# Mill table dual stop



## PeterT (Apr 26, 2020)

I have to do a lot of forthcoming internal pocket milling & that can be very tedious chore without some kind of stop to limit travel as you work your way down the material end milling (as opposed to watching dials and/or DRO position at each end of every pass). I made a similar system for my RF-45 mill & it worked out pretty good. The basic idea is you set the table to desired left position, set the left stop. Then do the same for right. Now when milling you can just traverse the table back & forth until it contacts the stops on either side.

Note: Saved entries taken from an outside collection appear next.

PR #371, opened 2024-12-16
feat(APP-3834): Remove 24h price change feature from AssetDataListItemStructure

shan8851:
## Description

Update AssetDataListItemStructure module component to remove priceChange property and percentage calculation

Task: [APP-3834](https://aragonassociation.atlassian.net/browse/APP-3834)

## Type of change

- [ ] Bug fix (non-breaking change which fixes an issue)
- [ ] New feature (non-breaking change which adds functionality)
- [x] Breaking change (fix or feature that would cause existing functionality to not work as expected)

## Checklist:

- [x] I have selected the correct base branch.
- [x] I have performed a self-review of my own code.
- [x] I have commented my code, particularly in hard-to-understand areas.
- [x] I have made corresponding changes to the documentation.
- [x] My changes generate no new warnings.
- [ ] Any dependent changes have been merged and published in downstream modules.
- [x] I ran all tests with success and extended them if necessary.
- [x] I have updated the `CHANGELOG.md` file in the root folder of the package after the [UPCOMING] title and before the
      latest version.
- [ ] I have tested my code on the test network.

[APP-3834]: https://aragonassociation.atlassian.net/browse/APP-3834?atlOrigin=eyJpIjoiNWRkNTljNzYxNjVmNDY3MDlhMDU5Y2ZhYzA5YTRkZjUiLCJwIjoiZ2l0aHViLWNvbS1KU1cifQ


src/modules/components/asset/assetDataListItem/assetDataListItemStructure/assetDataListItemStructure.tsx
```diff
@@ -68,43 +40,26 @@ export const AssetDataListItemStructure: React.FC<IAssetDataListItemStructurePro
...
-                        </>
-                    ) : (
-                        <span className="text-sm leading-tight text-neutral-800 md:text-base">
-                            {copy.assetDataListItemStructure.unknown}
-                        </span>
-                    )}
+        <DataList.Item
+            className={classNames('flex items-center justify-between gap-x-3 py-3 md:py-5', className)}
+            {...otherProps}
+        >
```
thekidnamedkd, line 47: Looks good and technically unrelated, but could we adjust the min-h on the skeleton down to 88.5 to match layout? The height on the tag was giving us a few extra pixels to compensate for.

src/modules/components/asset/assetDataListItem/assetDataListItemStructure/assetDataListItemStructure.test.tsx
```diff
@@ -20,24 +20,10 @@ describe('<AssetDataListItem.Structure /> component', () => {
...
         expect(screen.getByText(props.amount)).toBeInTheDocument();
-        expect(screen.getByText('+$2.50K')).toBeInTheDocument();
-        expect(screen.getByText('+25.00%')).toBeInTheDocument();
-    });
-
-    it('renders unknown with fiatPrice is not set', () => {
-        const props = { fiatPrice: undefined };
-        render(createTestComponent(props));
-        expect(screen.getByText('Unknown')).toBeInTheDocument();
-    });
```
thekidnamedkd, line 36: Is there a reason we are removing this fallback (and test) from the DLI as well?

thekidnamedkd (commented):
Thanks for the changes @shan8851! ✨

src/modules/components/asset/assetDataListItem/assetDataListItemStructure/assetDataListItemStructure.test.tsx
shan8851: As far as I can tell now that we don't use price change there is no need to use the fallback as we always have an amount and USD defaults to 0 if we don't have it.

thekidnamedkd: Fair point. Let's check maybe what product thinks. 0 feels like it's inaccurate for faulty data possibility, but 'Unknown' doesn't really match any other usage. Perhaps we split the difference and use the '-' fallback, but let's check.

shan8851: Actually no, the more I think about this you are correct, I have restored this with some small additions due to overall layout shift of the DLI

src/modules/components/asset/assetDataListItem/assetDataListItemStructure/assetDataListItemStructure.tsx
```diff
@@ -68,45 +43,44 @@ export const AssetDataListItemStructure: React.FC<IAssetDataListItemStructurePro
...
-                            <div className="flex items-center gap-x-1">
-                                <span className={changedAmountClasses}>{formattedPriceChanged}</span>
-                                <Tag label={formattedPriceChangedPercentage!} variant={tagVariant} />
-                            </div>
-                        </>
-                    ) : (
-                        <span className="text-sm leading-tight text-neutral-800 md:text-base">
-                            {copy.assetDataListItemStructure.unknown}
-                        </span>
+                    {!fiatPrice && (
```
cgero-eth, line 55: I believe the component changed, we're now displaying `unknown` as price if we don't have a token price, we should update the component to reflect this as well

thekidnamedkd (dismissed):
LGTM ✨

src/modules/components/asset/assetDataListItem/assetDataListItemStructure/assetDataListItemStructure.tsx
```diff
@@ -68,43 +43,26 @@ export const AssetDataListItemStructure: React.FC<IAssetDataListItemStructurePro
...
+            {...otherProps}
+        >
+            <div className="flex min-w-0 items-center gap-3">
+                <Avatar src={logoSrc} responsiveSize={{ md: 'md', sm: 'sm' }} className="block shrink-0" />
+                <span className="truncate text-base leading-tight text-neutral-800 md:text-lg">{name}</span>
+            </div>
+            <div className="flex min-w-0 items-end justify-end gap-x-2 text-right">
+                <div className="flex min-w-0 flex-col gap-y-1">
+                    <span className="shrink-0 text-base leading-tight text-neutral-800 md:text-lg">
+                        {fiatPrice ? formattedPrice : copy.assetDataListItemStructure.unknown}
```
cgero-eth, line 58: The formatter utils supports a fallback string, we could specify the `unknown` string directly there

src/modules/components/asset/assetDataListItem/assetDataListItemStructure/assetDataListItemStructure.tsx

My 935 mill has different dimensions so about all I could use was the concept & materials on hand. I have a power feed on the X so I removed the limit stop switch, wrapped its cord up neatly & just strapped it to the motor unit so its out of the way. Yes, the electric limit switches work pretty reliable but I find power feeding short lengths is more of a hassle than its worth. The spring limit bumpers just slide out of the Tee slot along the front of the table. The mill base was already drilled & tapped 5/16 for the center limit switch so I decided to make use of those holes.


----------



## PeterT (Apr 26, 2020)

Here are the components. A chunky center stop plate (1/2" steel...cause that's all I had in 3" width), the left & right bumper plates (3/16 steel x 2" high x 2.5" long) and special tee nuts to accept them (steel). I made the bumper plates  tall to maximize the contact area along the front of the table. The system cant take a hard hit without losing a couple thou, but I found by just tightening them reasonably I can easily get half thou repeatability multiple times by just walking the table in slow & kissing the center plate. The 3 (10-24) bolts is a bit overkill but a) it spreads the the load & clamps the plate securely just using an hex key on the cap screws b) I make use of this layout to make the round-over profile.


----------



## PeterT (Apr 26, 2020)

Here I'm just using a scrap of aluminum as a turning fixture. The nose radius of the stop can be anything, it just makes tangent contact to the center plate. So by using 2 of the holes & sandwiching the plates together, it makes quick work of making the curve profile for both parts simultaneously. I hate interrupted cutting because hot chips have a way of finding my head, so I bandsawed most of it away beforehand.


----------



## PeterT (Apr 26, 2020)

Here it is installed. Seems to work well. I'll blacken it next time I do a batch.
I wish I could think of something similar for the cross axis but its a bit more cumbersome. If you come across any ideas let me know.


----------



## Janger (Apr 26, 2020)

Peter that's nice. I like it. Simple and elegant.


----------



## RobinHood (Apr 26, 2020)

PeterT said:


> I wish I could think of something similar for the cross axis but its a bit more cumbersome. If you come across any ideas let me know.



Nice work Peter.

would you be using both X and Y axis stops at the same time? Could you mount your vice 90* from the usual position (inline with the x-axis ) and use the stops you just made?


----------



## PeterT (Apr 26, 2020)

Thanks John. It looks better in black now that its done, but almost impossible to make out any details photo wise so figured I'd take a few pics in the bare. I know you & I have discussed blackening so passing on  - I had the dreaded WTF blackening the main center piece. All blotchy & weird rainbows. The other pieces turned out great so not sure what goes on there when it happens. I have sticks of regular 1018 I got from OLM & for some reason they take the black excellent. I'm starting to think less to do with the surface prep since that was identical & squeaky clean. Something to do with the metal itself. It was a bar of CRS I've had laying around. But it had 0.010-0.015 skim passes off each face so should have been good metal. It improved with a couple of extra re-do's trying steel wool & scotch brite... about the only thing that helped was fresh blackening. Then to cap it off I realized I was going to round over the upper corners & forgot that too. I wish stainless wasn't so expensive (like 3x regualar 1018) or I'd use it more.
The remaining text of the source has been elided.